* [TASK STATEMENT]: Report every line of the records beneath this task that holds the string "replyActivity".

Data records:
┄┄┄┄┄┄┄┄┄┄┄┄┄┄┄┄┄┄┄┄

PR #5905, opened 2022-08-25
feat(sdk): add sso command bot support

SLdragon:
Command bot in Teams Toolkit extension currently only supports non-sso command by default, although user can trigger command “add sso” to add sso support, it needs a lot of manual steps, and the code structure is not very consistent with the command bot design.

This PR update the SDK to support sso command bot.

Related design doc: 
https://microsoftapc-my.sharepoint.com/:w:/g/personal/rentu_microsoft_com/EdjwurIlkn1Mt_MCiptv-mABqNi_7y1d2t_7zBdKeWp-6w?e=czXxz1

The draft sample sso comamnd bot project to show how to use the SDK:
https://github.com/SLdragon/sso-command-bot


packages/sdk/src/conversation/command.ts
```diff
@@ -22,7 +30,22 @@ export class CommandBot {
    * @param options - initialize options
    */
   constructor(adapter: BotFrameworkAdapter, options?: CommandOptions) {
-    this.middleware = new CommandResponseMiddleware(options?.commands);
+    let ssoCommandActivityHandler: SsoExecutionActivityHandler | undefined;
+    if (options?.ssoConfig?.CustomSsoExecutionActivityHandler) {
+      ssoCommandActivityHandler = new options.ssoConfig.CustomSsoExecutionActivityHandler(
+        options?.ssoConfig
+      );
+    } else if (options?.ssoCommands?.length && options?.ssoCommands?.length > 0) {
```
tecton, line 38:
```suggestion
    } else if (options?.ssoCommands?.length > 0) {
```
Can it be simplified to this one?

packages/sdk/src/conversation/command.ts
```diff
@@ -40,11 +63,43 @@ export class CommandBot {
...
   public registerCommands(commands: TeamsFxBotCommandHandler[]): void {
     if (commands) {
       this.middleware.commandHandlers.push(...commands);
     }
   }
+
+  /**
+   * Registers a sso command into the command bot.
+   *
+   * @param command The command to registered.
```
tecton, line 77:
```suggestion
   * @param command The command to register.
```

packages/sdk/src/conversation/command.ts
```diff
@@ -40,11 +63,43 @@ export class CommandBot {
...
+      }
+      this.middleware.commandHandlers.push(ssoCommand);
+      this.middleware.activityHandler?.addCommand(ssoCommand);
+    }
+  }
+
+  /**
+   * Registers commands into the command bot.
+   *
+   * @param commands The commands to registered.
```
tecton, line 92:
```suggestion
   * @param commands The commands to register.
```

packages/sdk/src/index.ts
```diff
@@ -56,8 +56,13 @@ export {
   TriggerPatterns,
   TeamsFxAdaptiveCardActionHandler,
   TeamsFxBotCommandHandler,
+  TeamsFxBotSsoCommandHandler,
+  SsoExecutionActivityHandler,
+  SsoConfig,
 } from "./conversation/interface";
 export { ConversationBot } from "./conversation/conversation";
+export { SsoExecutionDialog } from "./conversation/sso/ssoExecutionDialog";
```
swatDong, line 64: Why exposing these two class? How will these be used in user code?

packages/sdk/src/conversation/interface.ts
```diff
@@ -163,6 +171,36 @@ export interface TeamsFxBotCommandHandler {
...
+   * @param context The bot context.
+   * @param message The command message the user types from Teams.
+   * @param ssoToken The sso token which can be used to exchange access token for the bot.
+   * @returns A `Promise` representing an activity or text to send as the command response.
+   * Or no return value if developers want to send the response activity by themselves in this method.
+   */
+  handleCommandReceived(
+    context: TurnContext,
+    message: CommandMessage,
+    ssoToken: string
```
swatDong, line 200: Does this token string contains expiration info, or, how long does it ensure before expired?

packages/sdk/src/index.ts
SLdragon: For SsoExecutionDialog is a normal bot dialog that can be used directly by advance user if he doesn't want to use our ConversionBot.


For DefaultSsoExecutionActivityHandler, it can be used as below, since we will comment the ssoConfig part for the template/sample, I expose this class to let user understand what the default value we're using:
```ts
export const commandBot = new ConversationBot({
  // The bot id and password to create BotFrameworkAdapter.
  // See https://aka.ms/about-bot-adapter to learn more about adapters.
  adapterConfig: {
    appId: process.env.BOT_ID,
    appPassword: process.env.BOT_PASSWORD,
  },

  command: {
    enabled: true,
    commands: [new HelloWorldCommandHandler() ],
    ssoCommands: [new ProfileSsoCommandHandler()],
    // ssoConfig is optional and by default using the values below
    ssoConfig: {
      CustomSsoExecutionActivityHandler: DefaultSsoExecutionActivityHandler,
      scopes: ["User.Read"],
      userState: new UserState(storage),
      conversationState: new ConversationState(storage),
      dedupStorage: storage,
      teamsFxConfig: {
        clientId: process.env.M365_CLIENT_ID,
        clientSecret: process.env.M365_CLIENT_SECRET,
        tenantId: process.env.M365_TENANT_ID,
        authorityHost: process.env.M365_AUTHORITY_HOST,
        initiateLoginEndpoint: process.env.INITIATE_LOGIN_ENDPOINT,
        applicationIdUri: process.env.M365_APPLICATION_ID_URI
      }
    }
  },
```

packages/sdk/src/conversation/interface.ts
SLdragon: Yes, expiration time can be parsed directly from ssoToken as below:
```
const ssoTokenExpiration = parseJwt(ssoToken).exp;
```

swatDong: Is it possible to provide something like `tokenProvider` instead of the one-time token itself.
I believe `tokenProvider` brings more benefits:
- Totally let user to determine whether to call `getToken`, for better performance and avoid potential expire risk.
- Totally let user to determine the token scope.
- Even can merge `TeamsFxBotCommandHandler` and `TeamsFxBotSsoCommandHandler` into one interface, and save user's learning curve.
- ...

I'm not sure if there's any technical limitation, but from auth UX a `provider` is better than `token` itself. (That's also how MSAL works.)

packages/sdk/src/conversation/command.ts
SLdragon: Cannot simplified as this, because it will show error as below in typescript:
image

packages/sdk/src/conversation/command.ts
SLdragon: Oh, thanks, will update

packages/sdk/src/conversation/command.ts
SLdragon: will update

packages/sdk/src/conversation/interface.ts
swatDong: Or, if not having `provider`, how to avoid token expired error?
E.g., the handler logic takes more than 10 minutes and the input `ssoToken` is expired when used. Is there any limitation that `ssoToken` only ensures xxx minutes before expired, or any workaround to get a new token?

SLdragon: We cannot give a tokenProvider for user to get sso token directly, because sso token is come from Teams Client, for botframework, it is backend service, and it needs to use dialog to ask user to login and then obtain sso token from teams client. User can use this sso token to exchange access token for Graph as below:

```
    const teamsfx = new TeamsFx().setSsoToken(ssoToken);
    const token =  teamsfx.getToken(["User.Read"])
```

You can compare with the teams js sdk, it just return a ssoToken, then you can use this ssoToken for OBO flow to exchange real access token (need user consent, botframwork put the consent step in dialog) :

```ts
 microsoftTeams.initialize(() => {
          microsoftTeams.authentication.getAuthToken({
            successCallback: (ssoToken: string) => {
              resolve(ssoToken);
            },
            failureCallback: (errMessage: string) => {
              const errorMsg = "Get SSO token failed with error: " + errMessage;
              internalLogger.error(errorMsg);
              reject(new ErrorWithCode(errorMsg, ErrorCode.InternalError));
            },
            resources: [],
          });
        });
```

swatDong: Make sense that bot needs to trigger dialog to get token from Teams Client, just curious is it possible to proactively trigger the dialog (with turnContext and ssoConfig as inputs).

BTW, teams js sdk is more like `provider` since user can explicitly call `token = await teamsJs.authentication.getAuthToken(...)` to get token.

Let me try to build a sample and get back to this.

packages/sdk/src/conversation/interface.ts
```diff
@@ -261,6 +309,95 @@ export interface TeamsFxAdaptiveCardActionHandler {
...
+
+  /**
+   * The list of scopes for which the token will have access, if not provided, it will use graph permission ["User.Read"] by default
+   */
+  scopes?: string[];
+
+  /**
+   * Conversation state for sso command bot, if not provided, it will use internal memory storage to create a new one.
+   */
+  conversationState?: ConversationState;
```
blackchoey, line 329: is it possible to just provide a Storage and we help user create conversationState, userState? By the way, can we reuse same storage for xxxState and dedupStorage? If yes, we may also remove dedupStorage config

packages/sdk/src/conversation/interface.ts
```diff
@@ -163,6 +171,36 @@ export interface TeamsFxBotCommandHandler {
...
+  /**
+   * Handles a bot command received activity.
+   *
+   * @param context The bot context.
+   * @param message The command message the user types from Teams.
+   * @param ssoToken The sso token which can be used to exchange access token for the bot.
+   * @returns A `Promise` representing an activity or text to send as the command response.
+   * Or no return value if developers want to send the response activity by themselves in this method.
+   */
+  handleCommandReceived(
```
blackchoey, line 197: can we change `ssoToken: string` to `token: TeamsSsoPromptTokenResponse` which contains bot sso token and access token?

packages/sdk/src/conversation/command.ts
```diff
@@ -40,11 +63,43 @@ export class CommandBot {
...
+   * @param command The command to register.
+   */
+  public registerSsoCommand(ssoCommand: TeamsFxBotSsoCommandHandler): void {
+    if (ssoCommand) {
+      if (!this.middleware.getActivityHandler()) {
+        this.middleware.setActivityHandler(new DefaultSsoExecutionActivityHandler(this.ssoConfig));
+      }
+      this.middleware.commandHandlers.push(ssoCommand);
+      this.middleware.activityHandler?.addCommand(ssoCommand);
+    }
```
blackchoey, line 86: should we throw an error if ssoCommand is empty? there may be no case to pass undefined to this function, so if we found ssoCommand is undefined, there may be some user code error

packages/sdk/src/conversation/interface.ts
SLdragon: Not sure if there are some cases that user want to use different storage for conversationState, userState, so I just expose these 3 properties for flexibility.

packages/sdk/src/conversation/sso/defaultSsoExecutionActivityHandler.ts
```diff
@@ -0,0 +1,111 @@
...
+    const userState = ssoConfig?.userState ?? new UserState(memoryStorage);
+    const conversationState = ssoConfig?.conversationState ?? new ConversationState(memoryStorage);
+    const dedupStorage = ssoConfig?.dedupStorage ?? memoryStorage;
+    const scopes = ssoConfig?.scopes ?? ["User.Read"];
+
+    const teamsfx = new TeamsFx(IdentityType.User, ssoConfig?.teamsFxConfig);
+    const settings: TeamsBotSsoPromptSettings = {
+      scopes: scopes,
+      timeout: ssoConfig?.ssoPromptConfig?.timeout,
+      endOnInvalidMessage: ssoConfig?.ssoPromptConfig?.endOnInvalidMessage === false ? false : true,
```
blackchoey, line 48: `endOnInvalidMessage` is also optional, may be able to assign `ssoConfig?.ssoPromptConfig?.endOnInvalidMessage` to it directly

packages/sdk/src/conversation/command.ts
```diff
@@ -40,11 +63,43 @@ export class CommandBot {
...
+   *
+   * @param commands The commands to register.
+   */
+  public registerSsoCommands(ssoCommands: TeamsFxBotSsoCommandHandler[]): void {
+    if (ssoCommands) {
+      if (!this.middleware.getActivityHandler()) {
+        this.middleware.setActivityHandler(new DefaultSsoExecutionActivityHandler(this.ssoConfig));
+      }
+      for (const ssoCommand of ssoCommands) {
+        this.middleware.activityHandler?.addCommand(ssoCommand);
```
wenytang-ms, line 100: seems this.middleware.activityHandler is exist, if not, will set in line 97
when will meet this.middleware.activityHandler get null?

SLdragon: Yes, that's true, however, typescript cannot detect this, I need to use ? to avoid it complains about activityHandler may be null.

packages/sdk/src/conversation/sso/defaultSsoExecutionActivityHandler.ts
SLdragon: Thanks, will update~

packages/sdk/src/conversation/command.ts
SLdragon: OK, thanks, will update

SLdragon: Seems typescript can check whether the parameter is invalid, so I remove the check in function body

packages/sdk/src/conversation/middlewares/commandMiddleware.ts
```diff
@@ -2,55 +2,101 @@
...
+              await context.sendActivity(response);
+            } else {
+              const replyActivity = response as Partial<Activity>;
+              if (replyActivity) {
+                await context.sendActivity(replyActivity);
+              }
             }
           }
-
-          break;
```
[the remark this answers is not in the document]
SLdragon: Thanks, will update

packages/sdk/src/conversation/interface.ts
swatDong: I tried provider-style and it works. I modified code based on the bot-sso sample, by just adding following code to `teamsBot.ts` L60.

``` typescript
      if (txt === "test123") {
        /** wrap this as `token provider` */
        let deferredToken: Deferred<string>;
        const tokenPromise: Promise<string> = new Promise<string>(
          (resolve, reject) => (deferredToken = { resolve, reject })
        );
        this.dialog.setSSOOperation(async (text, token) => {
          deferredToken.resolve(token);
        });
        await this.dialog.run(context, this.dialogState);
        /** *************************** */

        const token = await tokenPromise;
        await context.sendActivity(token);
      }
```

And here's the teams result (it supports consent as well):
image

Actually, what I mean for `tokenProvider` is to provide a way to **proactively trigger sso dialog**. There's also similar issue (https://stackoverflow.com/questions/56975804/how-to-send-a-proactive-dialog-with-bot-framework) with certain answers.

Anyway, it's up to you for the final design. My concern is that - if we're going to add SSO to proactively messaging (e.g., notification), `provider` is always needed.

packages/sdk/src/conversation/interface.ts
```diff
@@ -261,6 +309,95 @@ export interface TeamsFxAdaptiveCardActionHandler {
...
+     * message not related to the auth flow. Setting the flag to false ignores the user's message instead.
+     * Defaults to value `true`
+     */
+    endOnInvalidMessage?: boolean;
+  };
+
+  /**
+   * teamsfx configuration for sso
+   */
+  teamsFxConfig?: {
```
blackchoey, line 363: is it possible to set the type to authentication config? or some other type in the upcoming change from Frank?

packages/sdk/src/conversation/sso/ssoExecutionDialog.ts
```diff
@@ -0,0 +1,327 @@
...
+    this.addDialog(commandRouteDialog);
+  }
+
+  /**
+   * Add TeamsFxBotSsoCommandHandler instance
+   * @param handler TeamsFxBotSsoCommandHandler instance
+   */
+  public addCommand(handler: TeamsFxBotSsoCommandHandler): void {
+    if (!handler.commandId) {
+      handler.commandId = uuidv4();
```
swatDong, line 84: If random id always works, why expose this to user's code?
Or, what's the purpose to let user to set commandId?

packages/sdk/src/conversation/interface.ts
```diff
@@ -163,6 +171,36 @@ export interface TeamsFxBotCommandHandler {
   ): Promise<string | Partial<Activity> | void>;
 }
 
+/**
+ * Interface for a command handler that can process sso command to a TeamsFx bot and return a response.
+ */
+export interface TeamsFxBotSsoCommandHandler {
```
PR #5935, opened 2022-08-29
chore(componentize): update sql for debug

xzf0587:


packages/fx-core/src/component/utils.ts
```diff
@@ -485,9 +485,8 @@ export function getHostingComponent(
   return undefined;
 }
 
-// TODO:implement after V3 project setting update
-export function isHostedByAzure(context: ContextV3): boolean {
-  return true;
+export function isDebug(context: ContextV3): boolean {
```
hund030, line 488: `isDebug` sounds like checking development mode or production mode. Maybe `isLocalEnv` would be better.

xzf0587: Updated it. Thanks.

hund030 (approved):

jayzhang (approved):

PR #5944, opened 2022-08-30
chore(debug): add sso debug handler

kuojianlu:
- move writeManifestFileToBuildFolder from AadAppForTeamsImpl to
  AadAppManifestManager
- add sso debug handler in component, using AadAppManifestManager and
  AadAppClient to provision aad


swatDong (commented):
Better practice is to separate `plugins/resource/aad` changes into another PR, to be merged earlier...

Code change looks good to me, but test coverage blocks.

kuojianlu:
> Better practice is to separate `plugins/resource/aad` changes into another PR, to be merged earlier...
> 
> Code change looks good to me, but test coverage blocks.

Good idea! The SSO setup logic also needs Bowen's review, so I put aad plugin changes into this PR together for simplicity. Anyway, will follow the best practice in the future :).
Will fix the test coverage after Bowen saying yes on the SSO setup logic.

XiaofuHuang (approved):

packages/fx-core/src/component/debugHandler/sso.ts
```diff
@@ -0,0 +1,230 @@
...
+        // set objectId, clientId, clientSecret to state
+        envInfoV3.state[ComponentNames.AadApp].objectId = config.objectId;
+        envInfoV3.state[ComponentNames.AadApp].clientId = config.clientId;
+        envInfoV3.state[ComponentNames.AadApp].clientSecret = config.password;
+      }
+
+      // set applicationIdUris to state
+      let applicationIdUri = "api://";
+      if (ProjectSettingsHelper.includeFrontend(projectSettingsV3)) {
+        applicationIdUri += `localhost/${envInfoV3.state[ComponentNames.AadApp].clientId}`;
```
KennethBWSong, line 137: For tab + bot scenario, app id uri should be "api://localhost/botid-xxx", client id should not be included?

kuojianlu: Good catch! Fixed, thanks.

KennethBWSong (approved):

jayzhang (approved):

PR #5959, opened 2022-08-31
chore: update workflow ts template and add it to release pipeline

dooriya:


templates/bot/ts/workflow/src/cardActions/helloworldActionHandler.ts
```diff
@@ -5,10 +5,10 @@ import responseCard from "../adaptiveCards/doStuffActionResponse.json";
 import { CardData } from "../cardModels";
 
 /**
- * The `HelloWorldCardActionHandler` registers an action with the `TeamsFxBotActionHandler` and responds
+ * The `DoStuffCardActionHandler` registers an action with the `TeamsFxBotActionHandler` and responds
```
yukun-dong, line 8: File name should also be "doStuffCardActionHandler.ts".

dooriya: Good catch, will update

yukun-dong (approved):

PR #5963, opened 2022-08-31
chore(localdebug): show task error in output and notification

XiaofuHuang:
show task error in output and notification
image
image

Updated: 
image

### DIFF
--- a/packages/vscode-extension/src/debug/constants.ts
+++ b/packages/vscode-extension/src/debug/constants.ts
@@ -89,3 +89,5 @@ export class LaunchUrl {
 export const teamsAppIdPlaceholder = "${teamsAppId}";
 export const teamsAppInternalIdPlaceholder = "${teamsAppInternalId}";
 export const accountHintPlaceholder = "${account-hint}";
+
+export const outputPanelLink = "[output panel](command:fx-extension.showOutputChannel)";
--- a/packages/vscode-extension/src/debug/constants.ts
+++ b/packages/vscode-extension/src/debug/constants.ts
@@ -90,4 +90,4 @@ export const teamsAppIdPlaceholder = "${teamsAppId}";
 export const teamsAppInternalIdPlaceholder = "${teamsAppInternalId}";
 export const accountHintPlaceholder = "${account-hint}";
 
-export const outputPanelLink = "[output panel](command:fx-extension.showOutputChannel)";
+export const outputPanelCommand = "command:fx-extension.showOutputChannel";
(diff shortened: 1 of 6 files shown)


swatDong (dismissed):
Code change looks good but questions on UI:
- Is the task terminal shown by default? Or it's `reveal: never`?
- Any quick way to avoid showing `[output panel](command:...)`?

XiaofuHuang:
> Code change looks good but questions on UI:
> 
> * Is the task terminal shown by default? Or it's `reveal: never`?
> * Any quick way to avoid showing `[output panel](command:...)`?

When the task contains `reveal: never`, the terminal will not be shown, but user can see it by manually opening this terminal.

swatDong:
> > Code change looks good but questions on UI:
> > 
> > * Is the task terminal shown by default? Or it's `reveal: never`?
> > * Any quick way to avoid showing `[output panel](command:...)`?
> 
> When the task contains `reveal: never`, the terminal will not be shown, but user can see it by manually opening this terminal.

Just to ensure the default value is `never` so this error message is only shown on few cases. Keep consistency of all non-background debug tasks that output panel is the main window.

kuojianlu (approved):

XiaofuHuang:
> > > Code change looks good but questions on UI:
> > > 
> > > * Is the task terminal shown by default? Or it's `reveal: never`?
> > > * Any quick way to avoid showing `[output panel](command:...)`?
> > 
> > 
> > When the task contains `reveal: never`, the terminal will not be shown, but user can see it by manually opening this terminal.
> 
> Just to ensure the default value is `never` so this error message is only shown on few cases. Keep consistency of all non-background debug tasks that output panel is the main window.

Yes, `reveal` is not `never`  only in ngrok task .

swatDong (approved):

packages/vscode-extension/src/debug/constants.ts
```diff
@@ -89,3 +89,5 @@ export class LaunchUrl {
 export const teamsAppIdPlaceholder = "${teamsAppId}";
 export const teamsAppInternalIdPlaceholder = "${teamsAppInternalId}";
 export const accountHintPlaceholder = "${account-hint}";
+
+export const outputPanelLink = "[output panel](command:fx-extension.showOutputChannel)";
```
tecton, line 93: Does `[output panel]` need to be localized?

kuojianlu:
I am thinking do we need to show terminal when the task fails? Seems output channel is great enough.

XiaofuHuang:
> I am thinking do we ready need to show error messages in terminal when the task fails? Seems output channel is great enough.

If the user manually set  `reveal` / manually open the terminal, the user may be confused about why the task is failed. The message tell the user go to output panel to see the detail.

kuojianlu (approved):

swatDong (approved):

kuojianlu (approved):

packages/vscode-extension/src/debug/constants.ts
XiaofuHuang: Updated to localize output panel

tecton (approved):

PR #5976, opened 2022-08-31
chore: cleanup cicd

yuqizhou77:
- cleanup v2 code for cicd
- fix unit test and add more UT
- fix e2e test and remove v2
E2E TEST: https://github.com/OfficeDev/TeamsFx/actions/runs/2976740822


jayzhang (approved):

packages/fx-core/src/component/feature/cicd/cicd.ts
```diff
@@ -56,7 +54,7 @@ export class CICD {
   ): Promise<Result<undefined, FxError>> {
     const cicdImpl: CICDImpl = new CICDImpl();
     const envName = inputs.env || inputs[questionNames.Environment];
-    const res = await cicdImpl.addCICDWorkflows(context, inputs, envName);
+    const res = await cicdImpl.addCICDWorkflows(context, inputs, envName, context.envInfo);
```
IvanJobs, line 57: Do we still need to add `context.envInfo` as parameter when `context` is already passed as the first one?

IvanJobs (approved):

packages/fx-core/src/component/feature/cicd/cicd.ts
yuqizhou77: Fixed.

jayzhang (approved):

Alive-Fish (approved):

┄┄┄┄┄┄┄┄┄┄┄┄┄┄┄┄┄┄┄┄

* [ANSWER BELOW]:
+              const replyActivity = response as Partial<Activity>;
+              if (replyActivity) {
+                await context.sendActivity(replyActivity);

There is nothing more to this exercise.